According to Leonard Hayflick, typical human cells are mortal and have a limit to the much they can replicate, and the older cells often reach the replication limit earlier than younger cells. The Hayflick limit has a direct correlation to the number of DNA repeats that are found at the end of chromosomes that are bearing of genetic material. The repeats of the DNA are part of the larger process of protecting capping structures, which are called telomeres, which are responsible for safeguarding the ends of chromosomes from rearrangements of the DNA that can result in possible destabilization of the genome. Telomerase is the unique key that reverses the aging process. With each division of the telomeric DNA, there is an increase in the eventual failure of securing the ends of the chromosomes and this replicates the actions of a molecular clock ticking towards the end of a cell growing. This is often associated with the process of aging and resultant conditions such as organ failure, sicknesses, inability to carry out tasks normally and wrinkling (de Oliveira Junior 2015).
Research
Professor Julian Chen carried out a laboratory research from the Arizona State University in the School of Molecular Sciences to come up with the conclusions that helped in uncovering a step that was crucial to the catalytic cycle of the telomerase enzyme. This catalytic cycle is determinant of the ability for DNA repeats to be synthesized by telomerase enzymes onto chromosome ends thus resulting in immortality of cells. This new perspective offers an effective and new avenue to understand therapeutics that relate to anti-aging research. Through developing a system to counteract the shrinking process of telomere will result in an extension in the lifespan of a cell, therefore, the lifespan of an individual.
Gradual shrinking of telomeres has a resultant negative effect on the capacity of replication of human adult stem cells, which perform the functions of restoration of and replenishment of aging organs and damaged tissues. Slowing down the activity of telomerase in an adult’s stem cells does not result in immortality; however, there is a go slow in the molecular clock. In aged adults, the telomere length being shortened is the factor that results in difficulties in healing resulting in longer healing periods and increased degradation of tissue that limits bodily functions (Humphreys et al. 2016).

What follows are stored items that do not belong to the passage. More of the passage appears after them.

PR #573, opened 2026-05-03
feat(zoom): zoomed pane at 99% opacity

### LINKED ISSUE #572: feat: zoomed pane overlay at 99% opacity
When a pane is zoomed to full-screen, render the overlay frame at 88% opacity so the dimmed background is faintly visible through it.

**Implementation:** In `app/mod.rs` zoom overlay section, call `child_ui.set_opacity(0.88)` before the `egui::Frame::show()` call. This is the same pattern used by the minimap (`ui.set_opacity(0.75)` in `src/minimap.rs`) — it multiplies all painter calls including the terminal's internal cell background renders.

**Do NOT** change the `Frame::fill` color alpha. The terminal renderer inside the Frame paints its own fully-opaque cell backgrounds on top of the fill, overriding any alpha set there. Only `set_opacity` propagates through the entire paint chain.

**Breaks if:** Zooming any pane shows the overlay frame as fully transparent or fully opaque with no visible bleed-through from the scrim.

## Prior Attempts

**Attempt 1:** Changed `egui::Frame` fill from fully-opaque `terminal_bg` to an alpha-adjusted color (252/255 alpha).
**Why it failed:** Frame fill alpha is overridden by the terminal renderer's own fully-opaque cell background paints on top.
**What to try next:** Use `set_opacity` on the child_ui instead.

**Attempt 2:** `child_ui.set_opacity(zoom_opacity)` with default 0.98, plus a configurable `beta.zoom_opacity` key in `config.toml`.
**Why it failed:** At 98–99% opacity the difference from 100% is visually imperceptible, especially with a dark terminal bg against a dark scrim.
**What to try next:** Use a more meaningful opacity drop — 0.85–0.92 range — to make bleed-through actually visible. 0.95 (tried in PR #618) also had no visible difference.

ianjamesburke:
## Summary
- Zoomed (full-screen) pane frame fill is now `252/255` alpha instead of fully opaque
- Lets 1% of the dimmed background scrim bleed through — barely visible, subtle depth effect
- No new dependencies, 2-line change in `app/mod.rs`

Closes #572

## Test plan
- [ ] Open any pane, zoom it (`⌘Z` or equivalent)
- [ ] Verify the background panes are faintly visible through the zoomed overlay (not a solid wall)
- [ ] Verify terminals, apps, and agent panes all work normally while zoomed

**Breaks if:** The zoomed overlay is fully opaque with zero bleed-through, or fully transparent.

### DIFF
--- a/src/app/mod.rs
+++ b/src/app/mod.rs
@@ -2068,9 +2068,9 @@ impl eframe::App for PlexiApp {
                             !i.raw.dropped_files.is_empty()
                                 && child_ui.rect_contains_pointer(inner_rect)
                         });
-                        let bg = self.colors.terminal_bg;
+                        child_ui.set_opacity(self.features.zoom_opacity);
                         egui::Frame::new()
-                            .fill(Color32::from_rgba_unmultiplied(bg.r(), bg.g(), bg.b(), 252))
+                            .fill(self.colors.terminal_bg)
                             .inner_margin(egui::Margin::same(8))
                             .show(&mut child_ui, |ui| {
                                 if let Some(pane) = ctx.panes.get_mut(&pane_id) {
--- a/src/app/mod.rs
+++ b/src/app/mod.rs
@@ -2068,8 +2068,9 @@ impl eframe::App for PlexiApp {
                             !i.raw.dropped_files.is_empty()
                                 && child_ui.rect_contains_pointer(inner_rect)
                         });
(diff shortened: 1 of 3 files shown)


ianjamesburke:
Closing — approach didn't produce the intended visual effect. See issue #572 for full failure notes.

In developing an understanding of the telomerase enzyme, how to regulate and limit its functioning gives a promise of ability to reverse the shortening cycle and cellular aging with increased potential for improving the well-being and overall health of individuals who are elderly while possibly increasing the lifespan of adults. The professor said that the recent discovery made was an important medical discovery that relates to limitation of DNA repeats to help increase lifespan (Jafri 2016).
Discussion
The telomerase enzyme has an intrinsic brake which is coded within the telomerase, and this is what the enzyme uses to control DNA synthesis. The intrinsic brake works within each replenishment cycle of a DNA sequencing repeat. Telomerase activity is negatively affected by human diseases such as idiopathic pulmonary fibrosis, dyskeratosis congenita and aplastic anemia which are linked to mutation and they also result in the loss of the length of telomere. The acceleration in the shortening process is similar to premature aging that shortens the lifespan of a patient and leads to an increase in the deterioration of an organ. The treatment of these diseases is achievable through an increase in activity of telomerase (de Oliveira Junior 2015).

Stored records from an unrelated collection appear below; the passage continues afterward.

PR #587, opened 2026-05-03
fix(clipboard): drop \n for client-wrapped terminal rows

### LINKED ISSUE #301: v3.1: Terminal clipboard has embedded \n for client-wrapped lines
## Symptom

Selecting a multi-line run of text in a Plexi terminal pane (e.g. a paragraph of agent output) and copying yields a string with embedded `\n` at every display-row boundary, even when the source text was logically a single line that the emitter hard-wrapped to fit the terminal width.

Concrete repro: in Claude Code (or any tool that does its own column-width wrapping via `COLUMNS`), print a long paragraph. Select and copy → clipboard contains the paragraph broken at every display row.

## Root cause

Many CLI tools detect terminal width via `tcgetwinsz` / `$COLUMNS` and manually insert `\n` at the wrap point before the text reaches the PTY. Our terminal backend (alacritty-based) correctly treats those as hard line breaks — `CellFlags::WRAPLINE` is never set because the row wasn't soft-wrapped by the terminal.

`deps/egui_term/src/backend/mod.rs::selectable_content` (~line 282) already checks WRAPLINE and only inserts `\n` when the previous row was not soft-wrapped. The logic is correct; it just has no way to distinguish a legitimate hard line break from a client-inserted wrap.

## Fix options

1. Heuristic re-glue at copy time: if two adjacent non-WRAPLINE rows look like a client wrap (row ends at right edge, next row starts with a non-space continuation), drop the `\n`. Fragile — risks gluing short adjacent sentences that happen to abut.
2. Platform convention: accept as-is. iTerm2, Terminal.app, kitty all produce the same artifact and users are accustomed to it.

Deferred to v3.1 so we can evaluate usage before shipping a heuristic.

## Related

A sibling bug (clickable URL underline only covers the first row of a wrapped URL) is being fixed separately on alpha because it's user-visible and higher impact. That fix applies only to link detection, not to the copy path.

ianjamesburke:
## What

When a CLI tool (e.g. Claude Code, git log) manually hard-wraps a paragraph to fit `COLUMNS`, those hard `\n` characters reach the PTY and the terminal stores them as genuine line breaks — no `WRAPLINE` flag is set. Selecting and copying across those rows previously produced clipboard text with `\n` at every display-row boundary.

## Fix

`selectable_content` in `deps/egui_term/src/backend/mod.rs` now checks the last cell of the completed row before inserting a `\n`. If the last column is non-space, the row filled to the terminal edge — a strong signal that a CLI tool wrapped the line. Skip the `\n`. Empty cells default to `' '`, so `last_cell.c == ' '` reliably identifies genuine line breaks shorter than terminal width.

## Trade-off

A genuine line that ends exactly at the terminal column boundary loses its `\n`. This edge case is rare in practice. All other terminal emulators (iTerm2, kitty, Terminal.app) produce the embedded-`\n` artifact instead — any improvement beats baseline.

Closes #301

### DIFF
--- a/deps/egui_term/src/backend/mod.rs
+++ b/deps/egui_term/src/backend/mod.rs
@@ -308,15 +308,18 @@ impl TerminalBackend {
                 if range.contains(indexed.point) {
                     if let Some(prev) = prev_line {
                         if prev != indexed.point.line {
-                            // Only insert a newline if the previous row was NOT
-                            // soft-wrapped (WRAPLINE flag on its last cell).
-                            let was_wrapped = content.grid[prev][last_col]
-                                .flags
-                                .contains(CellFlags::WRAPLINE);
+                            let last_cell = &content.grid[prev][last_col];
+                            let was_wrapped =
+                                last_cell.flags.contains(CellFlags::WRAPLINE);
                             // Trim trailing spaces from the completed line
                             let trimmed_len = result.trim_end_matches(' ').len();
                             result.truncate(trimmed_len);
-                            if !was_wrapped {
+                            // Skip \n for terminal soft-wraps (WRAPLINE) or for
+                            // rows that filled to the last column — a strong signal
+                            // that the CLI tool hard-wrapped the line itself (e.g.
+                            // Claude Code, git log). Empty last columns default to
+                            // ' ', so last_cell.c == ' ' means a genuine line break.
+                            if !was_wrapped && last_cell.c == ' ' {
                                 result.push('\n');
                             }
                         }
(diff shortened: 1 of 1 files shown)


ianjamesburke:
Reverting — research confirms no mainstream terminal emulator (iTerm2, kitty, WezTerm, Ghostty, Alacritty) solves this. Root cause: CLI tools (Claude Code, git log) emit hard \n before the PTY, making client-wrapped rows indistinguishable from genuine line breaks at the terminal level. No OSC protocol exists to signal soft vs hard wraps. Alacritty has WRAPLINE infrastructure but deliberately doesn't use it for clipboard. Heuristic (last-column non-space = client wrap) is too fragile to justify.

However, despite telomerase cells having an effect of curing diseases that cause premature aging and giving youth to prematurely aging cells, an excess of the enzyme can prove harmful to the individual. Youthful stem cells make use of telomerase to offset length loss of telomere and similarly, cancerous cells make use of telomerase for purposes of maintenance of the destructive growth. There is need for precision in augmentation and regulation of the functioning of telomerase with a balance being created between cell rejuvenation and increasing chances of cancerous cells developing (Anna et al. 2017).
Somatic cells, which are distinct from human stem cells, comprise of the majority cells found inside the human body and have no telomerase activity. These reduce development of cancerous skills due to lack of telomerase activity. It is important for drugs that reduce the activity of telomerase in human cells to reduce chances for development of cancerous cells. This discovery is a new target for drug manufacturers where the new drugs can augment the activity of telomerase. Also, anti-aging therapies can be developed to target specific stem cells without posing a risk of cancer development with an increase in telomerase activity (de Oliveira Junior 2015).
References
Anna, Meiliana, et al. "Telomeres and Telomerase in the Aging Heart." Indonesian Biomedical Journal, Vol 9, Iss 3, Pp 129-42 (2017), no. 3, 2017, p. 129. EBSCOhost, doi:10.18585/inabj.v9i3.389.
de Oliveira Junior, Robson Jose. "Telomerase and Cancer Research." Biochemistry " Molecular Biology Journal 1.1 (2015).
Humphreys, K. L., Esteves, K., Zeanah, C. H., Fox, N. A., Nelson, C. A., " Drury, S. S. (2016). Accelerated telomere shortening: Tracking the lasting impact of early institutional care at the cellular level. Psychiatry research, 246, 95-100.
Jafri, Mohammad A., et al. "Roles of telomeres and telomerase in cancer, and advances in telomerase-targeted therapies." Genome medicine 8.1 (2016): 69.